» **EXERCISE PROMPT**:
Up to and including the line that contains "env s DE.Term.Int.pow", repeat each line of the data exactly, starting from the first.
········
PR #1342, opened 2026-04-01
Add support for ae.pow_int, ae.pow_real

### LINKED ISSUE #1341: Access to exponentiation with operation the SMT-LIB input syntax
Hi, in SPARK we followed Why3 and moved from Alt-Ergo native input file format to the SMT-LIB input format when adopting Alt-Ergo-2.6. However, we noticed that it is not possible to access the exponentiation operation with the SMT-LIB syntax and we have some regressions because of this 😞 

Is there any deep reason for not exposing the exponentiation operation via the SMT-LIB syntax? I crafted a tentative patch for the Dolmen frontend to expose the `**` operation, which is the syntax recently adopted by https://smt-lib.org/theories-Ints.shtml. With this patch alt-ergo seems to work, which would suggest that the lack of support was only a limitation in the Dolmen library 😕 

Here is a sample input file:
```
(set-logic ALL)
(set-info :smt-lib-version 2.6)
(assert
  (not (forall ((base Int)) (=> (= base 65536) (= base (** 2 16))))))
(check-sat)
```

I did some basic sanity tests:
* changing the operands of `**` to incorrect values turns the answer from `unsat` to `unknown`
* introducing typing errors, e.g. by replacing ``2 with `2.0` causes a nice typing error to appear
* changing `Int` to `Real` and suffixing all numbers with `.0` still gives `unsat`

[dolmen-power.patch](https://github.com/user-attachments/files/26401704/dolmen-power.patch)

bclement-ocp:
Fixes #1341

Note that in the future we will be able to use the "**" operator from SMT-LIB once support lands in Dolmen and a new release of Dolmen is made.

### DIFF
--- a/src/lib/frontend/translate.ml
+++ b/src/lib/frontend/translate.ml
@@ -426,6 +426,10 @@ let smt_fpa_builtins =
       term_app env s (smt_round 53 1074)
     | Id { ns = Term ; name = Simple "ae.float128" } ->
       term_app env s (smt_round 113 16494)
+    | Id { ns = Term ; name = Simple "ae.pow_int" } ->
+      term_app env s DE.Term.Int.pow
+    | Id { ns = Term ; name = Simple "ae.pow_real" } ->
+      term_app env s DE.Term.Real.pow
     | Dl.Typer.T.Id id -> begin
         match DStd.Id.Map.find_exn id other_builtins env s with
         | e -> e


Halbaroth:
Can you rebase on master please to run the CI again?

bclement-ocp:
I was on vacation last week — rebased now (also rebased #1343).

Halbaroth (approved):

PR #1344, opened 2026-04-01
Bump minimal version of cmdliner to 2.0

Halbaroth:
See #1340


Halbaroth:
I tested `nix-shell` and it works as expected :)

bclement-ocp (approved):

Halbaroth:
It looks like there are some workflows left over from the old CI. It seems like a bug in GitHub.

PR #737, opened 2026-08-18
Add handler completion polling to WorkflowClient

Whxuan0701:
## Summary

- add `WorkflowClient.wait_for_handler()` for polling asynchronous workflow runs until they reach a terminal state
- support bounded waits with monotonic timeout accounting and configurable polling intervals
- preserve failed and cancelled terminal results while propagating HTTP errors unchanged
- cover completion transitions, terminal states, timeout boundaries, invalid options, and missing handlers
- add a patch changeset for `llama-agents-client`

## Validation

- `uv run pytest packages/llama-agents-client/tests -n0` (62 passed)
- `uv run ruff format --check packages/llama-agents-client/src/llama_agents/client packages/llama-agents-client/tests`
- `uv run ruff check packages/llama-agents-client/src/llama_agents/client packages/llama-agents-client/tests`
- `uv run ty check packages/llama-agents-client/src/llama_agents/client packages/llama-agents-client/tests`
- `git diff --check origin/main...HEAD`

## Known gaps

The full-repository pre-commit run could not complete locally because the workspace environment does not include optional AgentCore and llamactl dependencies. The checks scoped to the affected client package pass.

### DIFF
--- a/packages/llama-agents-client/src/llama_agents/client/client.py
+++ b/packages/llama-agents-client/src/llama_agents/client/client.py
@@ -26,6 +26,7 @@ from .protocol import (
     SendEventResponse,
     Status,
     WorkflowsListResponse,
+    is_status_completed,
 )
 from .protocol.serializable_events import (
     EventEnvelope,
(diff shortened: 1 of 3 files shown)


packages/llama-agents-client/src/llama_agents/client/client.py
```diff
@@ -509,6 +510,50 @@ async def get_handler(self, handler_id: str) -> HandlerData:
 
             return HandlerData.model_validate(response.json())
 
+    async def wait_for_handler(
```
adrianlyjak, line 527: I'd like this to have a back-off by default, otherwise it can be quite a lot of requests for a long workflow. And if we make that change later, it'll be a breaking change, so I think we need that in from the start.

Something very similar to what we have elsewhere: https://github.com/run-llama/llama-parse-py/blob/main/src/llama_cloud/_polling.py#L47

Whxuan0701: Implemented in 4a7f6b1. wait_for_handler now defaults to linear backoff from 0.5 seconds up to a 5-second cap while preserving the immediate first status request and timeout-bounded sleeps. Callers can select constant or exponential backoff and configure the maximum interval. Regression coverage verifies all three strategies, the default cap, and invalid parameter handling. The full client suite passes with 69 tests, and the repository-wide pre-commit checks pass, including ty and basedpyright.

PR #738, opened 2026-08-18
Reject concurrent reuse of active handler IDs

Whxuan0701:
## Summary

- reject HTTP workflow starts that reuse a currently active handler ID
- return `409 Conflict` with a stable, actionable error from both blocking and non-blocking run endpoints
- keep terminal handler ID reuse intact for existing state-handoff workflows
- add endpoint regression coverage and a patch changeset for `llama-agents-server`

## Validation

- `uv run pytest packages/llama-agents-server/tests -n0` (447 passed, 32 deselected)
- `uv run pytest packages/llama-agents-appserver/tests -n0` (107 passed)
- `uv run ruff format --check packages/llama-agents-server/src/llama_agents/server packages/llama-agents-server/tests/server`
- `uv run ruff check packages/llama-agents-server/src/llama_agents/server packages/llama-agents-server/tests/server`
- `uv run ty check packages/llama-agents-server/src/llama_agents/server/_service.py packages/llama-agents-server/src/llama_agents/server/_api.py packages/llama-agents-server/tests/server/test_server_endpoints.py`
- `git diff --check origin/main...HEAD`

## Known gaps

The store lookup and handler creation are not a cross-process compare-and-set operation. This change closes the existing HTTP service path mismatch and does not claim distributed atomicity.

The full-repository pre-commit run could not complete locally because the workspace environment does not include optional AgentCore, Control Plane, and llamactl dependencies. The checks scoped to the affected server and appserver packages pass.

### DIFF
--- a/.changeset/reject-active-handler-reuse.md
+++ b/.changeset/reject-active-handler-reuse.md
@@ -1,0 +1,5 @@
+---
+"llama-agents-server": patch
+---
+
+Reject concurrent HTTP runs that reuse an active workflow handler ID
--- a/packages/llama-agents-server/src/llama_agents/server/_api.py
+++ b/packages/llama-agents-server/src/llama_agents/server/_api.py
@@ -40,6 +40,7 @@ from workflows.utils import _nanoid as nanoid
 
 from ._service import (
     EventSendError,
+    HandlerAlreadyRunningError,
     HandlerCompletedError,
     HandlerNotFoundError,
     _WorkflowService,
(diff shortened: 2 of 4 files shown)


adrianlyjak:
Thanks, this is great. I've been meaning to add this. Another related functionality to this is to be able to specify a run ID for idempotency. In that case, I think we can just return some sort of 200 response if the run ID already exists and skip the 409. But this is a great first step .

PR #749, opened 2026-08-22
fix: use immutable defaults for read-only sequences

harshadkhetpal:
Three read-only parameters use list literals as defaults, so Python shares mutable objects across calls. Their annotations now accept `Sequence` values and their defaults are immutable tuples:

```python
args: Sequence[str] = ()
registry: Sequence[type[Event]] = ()
persistence_backoff: Sequence[float] = (0.5, 3.0)
```

`run_uv` unpacks `args` into the command list, so callers can pass lists or tuples. `WorkflowServer` still copies the retry delays into runtime-owned lists, and an empty sequence still disables retries.

### DIFF
--- a/.changeset/quiet-defaults-fix.md
+++ b/.changeset/quiet-defaults-fix.md
@@ -1,0 +1,7 @@
+---
+"llama-agents-appserver": patch
+"llama-agents-client": patch
+"llama-agents-server": patch
+---
+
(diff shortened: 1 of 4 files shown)


adrianlyjak:
@harshadkhetpal thanks for the PR. these are all non mutated configurations, instead switched to immutable default args to keep it safe rather than having to introduce a None

PR #117, opened 2023-09-18
TIDE Pagination

Roukoswarf:

PR #127, opened 2023-11-08
[BACK-2744] Add AnyHigh and AnyLow to Summaries

Roukoswarf:


ewollesen (approved):

patients/tide.go
```diff
@@ -25,7 +25,7 @@ type TideConfig struct {
 type TideFilters struct {
 	DropInTimeInTargetPercent *string `json:"dropInTimeInTargetPercent,omitempty"`
 	TimeCGMUsePercent         *string `json:"timeCGMUsePercent,omitempty"`
-	TimeInLowPercent          *string `json:"timeInLowPercent,omitempty"`
+	TimeInAnyLowPercent       *string `json:"timeInAnyLowPercent,omitempty"`
```
ewollesen, line 28: This again could just be my ignorance, but should there be a `TimeInAnyHighPercent`?

client/types.go
```diff
@@ -1128,6 +1162,42 @@ type PatientCGMPeriod struct {
...
+	// TimeInAnyHighRecordsDelta Difference between the timeInAnyHighRecords in this period and version in the opposite offset
+	TimeInAnyHighRecordsDelta *int `json:"timeInAnyHighRecordsDelta,omitempty"`
+
+	// TimeInAnyLowMinutes Counter of minutes spent in Any low glucose range
+	TimeInAnyLowMinutes *int `json:"timeInAnyLowMinutes,omitempty"`
+
+	// TimeInAnyLowMinutesDelta Difference between the timeInAnyLowMinutes in this period and version in the opposite offset
+	TimeInAnyLowMinutesDelta *int `json:"timeInAnyLowMinutesDelta,omitempty"`
+
+	// TimeInAnyLowPercent Percentage of time spent in Any low glucose range
```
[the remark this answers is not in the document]
ewollesen: Ah, from https://github.com/tidepool-org/clinic/pull/127/commits/208585ae07e8f1df7377df8cbfbc3151bee16b78#diff-41f8b0b50297a7227a61ed2ada54e8c8d28b761983d650b2b1b53fcca1b8a76cR335 I see that it's 0-1.

client/client.go
ewollesen, line 1: I'm a fan of generated files being named foo.gen.go or foo-gen.go or foo_gen.go or... you get the idea. I find it helps to know just at a glance that a file is generated. It helps when reviewing, or dealing with merge conflicts, wondering why there are no tests, etc.

Not a big deal, just something to think about.

Oh, and I'll add that while there's a header in the file, you have to beat GitHub with a stick to get it to actually show you that header, so it's not always obvious from the file header that a file has been generated. How the heck isn't there a "show me the whole damn file" button?

client/types.go
```diff
@@ -980,6 +984,30 @@ type PatientBGMPeriod struct {
 	HasTimeInVeryLowRecords  *bool    `json:"hasTimeInVeryLowRecords,omitempty"`
 	HasTotalRecords          *bool    `json:"hasTotalRecords,omitempty"`
 
+	// TimeInAnyHighPercent Percentage of time spent in Any high glucose range
```
ewollesen, line 987:
```suggestion
	// TimeInAnyHighPercent Percentage of time spent in any high glucose range
```

ewollesen (commented):
Mostly just questions, assuming those questions don't turn up issues, then I think this is GTG.

api/mappers.go
```diff
@@ -1173,9 +1235,11 @@ func ParseCGMSummaryFilters(params ListPatientsParams) (filters patients.Summary
 		"timeInTargetPercent":   params.CgmTimeInTargetPercent,
 		"timeInHighPercent":     params.CgmTimeInHighPercent,
 		"timeInVeryHighPercent": params.CgmTimeInVeryHighPercent,
+		"timeInAnyHighPercent":  params.CgmTimeInAnyHighPercent,
```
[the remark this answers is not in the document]
Roukoswarf: nope, looks like a typo, good catch.

api/mappers.go
```diff
@@ -1173,9 +1235,11 @@ func ParseCGMSummaryFilters(params ListPatientsParams) (filters patients.Summary
...
 
 		"timeCGMUseRecords":     params.CgmTimeCGMUseRecords,
 		"timeInVeryLowRecords":  params.CgmTimeInVeryLowRecords,
+		"timeInAnyLowRecords":   params.CgmTimeInAnyLowRecords,
```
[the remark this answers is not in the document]
Roukoswarf: good catch, missed it.

patients/tide.go
Roukoswarf: This is just the filters struct we send back via the API for the client to know the filters, its an early version of what it should be and just hardcodes in the values that were used for the categories.

We dont have a category using the `AnyHighPercent`, so it doesn't exist here for the API response.

A more flexible version already exists in the #117 PR.

client/client.go
Roukoswarf: We do control the generation output file name, as long as theyre in the same package they will work, so i could get behind a naming change for clarity.

Theyre generated here: https://github.com/tidepool-org/clinic/blob/master/Makefile#L5-L15

ewollesen (dismissed):
LGTM

I'm sure you're aware, but just in case, make sure to have QA do a full regression, in case something got missed with all the pointer changes. :)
········
» **REPLY TO THE EXERCISE**:
PR #1342, opened 2026-04-01
Add support for ae.pow_int, ae.pow_real

### LINKED ISSUE #1341: Access to exponentiation with operation the SMT-LIB input syntax
Hi, in SPARK we followed Why3 and moved from Alt-Ergo native input file format to the SMT-LIB input format when adopting Alt-Ergo-2.6. However, we noticed that it is not possible to access the exponentiation operation with the SMT-LIB syntax and we have some regressions because of this 😞 

Is there any deep reason for not exposing the exponentiation operation via the SMT-LIB syntax? I crafted a tentative patch for the Dolmen frontend to expose the `**` operation, which is the syntax recently adopted by https://smt-lib.org/theories-Ints.shtml. With this patch alt-ergo seems to work, which would suggest that the lack of support was only a limitation in the Dolmen library 😕 

Here is a sample input file:
```
(set-logic ALL)
(set-info :smt-lib-version 2.6)
(assert
  (not (forall ((base Int)) (=> (= base 65536) (= base (** 2 16))))))
(check-sat)
```

I did some basic sanity tests:
* changing the operands of `**` to incorrect values turns the answer from `unsat` to `unknown`
* introducing typing errors, e.g. by replacing ``2 with `2.0` causes a nice typing error to appear
* changing `Int` to `Real` and suffixing all numbers with `.0` still gives `unsat`

[dolmen-power.patch](https://github.com/user-attachments/files/26401704/dolmen-power.patch)

bclement-ocp:
Fixes #1341

Note that in the future we will be able to use the "**" operator from SMT-LIB once support lands in Dolmen and a new release of Dolmen is made.

### DIFF
--- a/src/lib/frontend/translate.ml
+++ b/src/lib/frontend/translate.ml
@@ -426,6 +426,10 @@ let smt_fpa_builtins =
       term_app env s (smt_round 53 1074)
     | Id { ns = Term ; name = Simple "ae.float128" } ->
       term_app env s (smt_round 113 16494)
+    | Id { ns = Term ; name = Simple "ae.pow_int" } ->
+      term_app env s DE.Term.Int.pow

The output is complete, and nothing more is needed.